The Next Arms Race: Cyberweapons
Harperdog writes "Scott Kemp writes about the similarities between the nuclear arms race and the use of cyberweaponry for offensive purposes. As the article points out, offensive cyberwarfare leaves a nation's own citizenry vulnerable to attack as government agencies seek to keep weaknesses in operating systems (such as Windows) secret. Quoting: 'In the world of armaments, cyber weapons may require the fewest national resources to build. That is not to say that highly developed nations are not without their advantages during early stages. Countries like Israel and the United States may have more money and more talented hackers. Their software engineers may be more skilled and exhibit more creativity and critical thinking owing to better training and education. However, each new cyberattack becomes a template for other nations — or sub-national actors — looking for ideas.'"
government agencies seek to keep weaknesses in operating systems (such as Windows) secret.
God forbid you simply keep these machines offline.
Nope, gotta keep them open for people to find and attack.
What do I know, I'm just an idiot, right?
And push out an update installing a govt operated backdoor to all Windows computers
That update can be disguised as some benign functionality
Similarly buy Canonical for Ubuntu and a few more major players
the criminals are winning so far.
The plus side is, that creating cyber attacks is very cheap. Learning the low level instructions is not so easy, but the advent of the internet makes things easy to find. Hell, I have never coded a graphics device in my life but I can find a great number of header files that know the calls.
In the US, this is going to be extremely difficult in a year. The new NSA supercomputers will be on line spying on everything being done. They will be able to track you pretty quickly. Outside of the US, tracking someone down will be much harder. I.E. We can determine now that a great number of attacks come from China, but unless China cooperates we have no real person to address/charge/etc..
-The wise argue that there are few absolutes, the fool argues that there are no probabilities.
The problem I have with the "cyber weapons" terminology is that they are weapons which do not kill anyone. Not that that is a bad thing.
But it places them more in the "vandalism" category rather than than the "weapon" category.

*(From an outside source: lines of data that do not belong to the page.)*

PR #3603, opened 2026-09-07
feat: virtual thread support

### LINKED ISSUE #3538: Support for Virtual Threads
Fabric8 client should already support virtual threads, we should add a sample, in case improve our configuration API to support it more nicely. 

Note that thread pools are already customizable, so might work just also now with virtual thread based thread pools.

Virtual threads will probably lead to more efficient threading and higher throughput.

csviri:
Introduces feature flag to use virtual threads instead of standard `ThreadPools`. 
Thus, basically only replaces internal the thread pools, with ones that use virtual threads.  
The concurrency limit also applies for this new mode (using `Semaphore`).
Note that for now we aim for Java 25, and the intention is that only that will be officially supported, since `synchronized` keyword is used extensively in the codebase.

TODO:
- check the client and verify threads set up correnctly

### DIFF
--- a/operator-framework-core/src/main/java/io/javaoperatorsdk/operator/api/config/ConfigurationService.java
+++ b/operator-framework-core/src/main/java/io/javaoperatorsdk/operator/api/config/ConfigurationService.java
@@ -20,7 +20,6 @@ import java.util.List;
 import java.util.Optional;
 import java.util.Set;
 import java.util.concurrent.ExecutorService;
-import java.util.concurrent.Executors;
 import java.util.function.Consumer;
 
 import org.slf4j.Logger;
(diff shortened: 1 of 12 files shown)


operator-framework-core/src/main/java/io/javaoperatorsdk/operator/api/config/VirtualThreads.java
```diff
@@ -0,0 +1,186 @@
...
+   * the submitting thread, just like queuing it on a fixed size platform thread pool wouldn't.
+   */
+  private static final class BoundedExecutorService extends AbstractExecutorService {
+
+    private final ExecutorService delegate;
+    private final Semaphore permits;
+
+    private BoundedExecutorService(ExecutorService delegate, int maxConcurrency) {
+      this.delegate = delegate;
+      // fair, so that tasks run roughly in submission order as they would on a thread pool
```
xstefank: this seems like a piece of agent communication rather than useful comment

xstefank (approved):
Approving because I know that I will be probably only one against a global virtual thread flag here.

But maybe you want to wait for our next JUG session :) - https://www.meetup.com/brno-java-meetup/events/316579260/?eventOrigin=group_upcoming_events

csviri:
> Approving because I know that I will be probably only one against a global virtual thread flag here.
> 
> But maybe you want to wait for our next JUG session :) - https://www.meetup.com/brno-java-meetup/events/316579260/?eventOrigin=group_upcoming_events

What would you propose as an alternative?

operator-framework-core/src/main/java/io/javaoperatorsdk/operator/api/config/VirtualThreads.java
csviri: fixed, thx

gyfora (approved):

operator-framework-core/src/main/java/io/javaoperatorsdk/operator/api/config/ConfigurationService.java
```diff
@@ -163,13 +168,17 @@ public <R extends HasMetadata> R clone(R object) {
...
-        .build();
+    final var builder =
+        new KubernetesClientBuilder()
+            .withConfig(
+                new ConfigBuilder(Config.autoConfigure(null))
+                    .withMaxConcurrentRequests(DEFAULT_MAX_CONCURRENT_REQUEST)
+                    .build())
+            .withKubernetesSerialization(new KubernetesSerialization());
+    if (VirtualThreads.shouldUse(useVirtualThreads())) {
+      builder.withTaskExecutorSupplier(VirtualThreads.newKubernetesClientTaskExecutorSupplier());
```
csviri, line 179: @shawkins @manusa I would like to ask for you opinion, we would like to support virtual threads (java 25+) here, and was thinking that if we do we could also use an executor for the client. Does this seems to be a good idea? was the client tested with this approach? Also in general, what do you think? 

thank you!

csviri:
cc @shawkins @manusa if you have the bandwidth please take a look on this PR, thank you!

Now it may be technologically advanced vandalism delivered by double agents ... but it's still just vandalism.
The same as pouring sugar into gasoline tanks would be.
...is that some scrounging businessmen with friends in government have "Cyberwar tools" to sell, and they want to suckle on the teat of Uncle Sam and his New European sibling governments.
. . . because both sides were scared enough not to even think about using them. Just a few isolated tests here and there in underground isolated places. No, or very limited, collateral damage.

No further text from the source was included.